# Aim of the task
How many lines in the data that follows contain the word "singingwolfboy"? Only that number is needed.

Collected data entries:
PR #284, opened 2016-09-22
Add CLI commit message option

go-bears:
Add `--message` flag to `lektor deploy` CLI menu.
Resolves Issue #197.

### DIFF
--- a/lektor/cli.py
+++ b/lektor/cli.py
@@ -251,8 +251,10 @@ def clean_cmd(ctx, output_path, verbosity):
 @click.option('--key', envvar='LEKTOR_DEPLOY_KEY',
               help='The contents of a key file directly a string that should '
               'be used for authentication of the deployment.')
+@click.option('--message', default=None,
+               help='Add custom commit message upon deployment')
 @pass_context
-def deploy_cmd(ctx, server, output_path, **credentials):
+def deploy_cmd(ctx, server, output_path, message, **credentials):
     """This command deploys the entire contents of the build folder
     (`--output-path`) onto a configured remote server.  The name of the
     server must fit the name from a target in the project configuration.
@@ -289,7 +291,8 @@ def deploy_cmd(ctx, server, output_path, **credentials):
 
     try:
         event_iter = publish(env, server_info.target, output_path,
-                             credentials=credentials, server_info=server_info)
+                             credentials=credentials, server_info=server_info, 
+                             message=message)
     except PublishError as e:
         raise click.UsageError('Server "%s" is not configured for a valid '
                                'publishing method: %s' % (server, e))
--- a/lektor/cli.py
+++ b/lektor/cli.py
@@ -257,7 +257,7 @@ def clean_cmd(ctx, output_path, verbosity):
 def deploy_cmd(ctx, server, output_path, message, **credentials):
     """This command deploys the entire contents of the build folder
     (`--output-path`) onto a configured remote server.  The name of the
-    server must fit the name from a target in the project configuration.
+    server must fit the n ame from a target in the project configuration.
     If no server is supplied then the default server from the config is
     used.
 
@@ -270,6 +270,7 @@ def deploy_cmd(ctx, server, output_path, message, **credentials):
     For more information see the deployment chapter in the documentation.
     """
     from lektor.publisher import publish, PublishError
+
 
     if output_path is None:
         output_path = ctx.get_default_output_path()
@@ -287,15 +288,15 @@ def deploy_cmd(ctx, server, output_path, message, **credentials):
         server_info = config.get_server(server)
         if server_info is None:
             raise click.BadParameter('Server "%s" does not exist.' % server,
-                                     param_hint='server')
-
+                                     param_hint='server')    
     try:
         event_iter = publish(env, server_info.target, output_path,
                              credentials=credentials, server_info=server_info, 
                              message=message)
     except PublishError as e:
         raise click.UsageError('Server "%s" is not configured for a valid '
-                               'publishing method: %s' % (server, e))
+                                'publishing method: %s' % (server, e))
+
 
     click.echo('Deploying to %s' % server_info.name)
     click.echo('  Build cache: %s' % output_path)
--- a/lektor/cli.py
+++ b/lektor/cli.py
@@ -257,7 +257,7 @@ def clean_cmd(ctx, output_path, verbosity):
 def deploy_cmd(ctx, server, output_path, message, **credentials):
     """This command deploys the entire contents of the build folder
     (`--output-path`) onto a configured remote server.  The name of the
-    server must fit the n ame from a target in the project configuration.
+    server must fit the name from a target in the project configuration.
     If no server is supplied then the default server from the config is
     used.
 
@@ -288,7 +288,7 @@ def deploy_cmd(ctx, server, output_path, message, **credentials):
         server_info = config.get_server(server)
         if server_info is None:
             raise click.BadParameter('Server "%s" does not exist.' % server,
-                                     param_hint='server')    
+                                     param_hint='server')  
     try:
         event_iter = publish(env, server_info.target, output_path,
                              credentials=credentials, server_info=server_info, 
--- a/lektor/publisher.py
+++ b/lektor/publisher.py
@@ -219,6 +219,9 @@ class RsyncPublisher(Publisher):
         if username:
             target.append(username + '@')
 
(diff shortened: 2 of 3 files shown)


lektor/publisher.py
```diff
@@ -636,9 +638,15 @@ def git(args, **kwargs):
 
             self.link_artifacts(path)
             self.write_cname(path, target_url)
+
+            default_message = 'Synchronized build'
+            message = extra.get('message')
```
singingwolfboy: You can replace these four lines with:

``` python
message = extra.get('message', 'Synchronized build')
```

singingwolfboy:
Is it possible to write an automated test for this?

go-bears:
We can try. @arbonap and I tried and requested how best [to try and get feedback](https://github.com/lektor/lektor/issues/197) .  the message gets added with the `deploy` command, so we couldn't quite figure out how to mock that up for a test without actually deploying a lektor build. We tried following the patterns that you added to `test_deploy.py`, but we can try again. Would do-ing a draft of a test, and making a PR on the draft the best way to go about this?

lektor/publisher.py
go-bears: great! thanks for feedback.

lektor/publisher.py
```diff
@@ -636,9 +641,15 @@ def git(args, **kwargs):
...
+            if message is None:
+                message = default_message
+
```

# Task response
2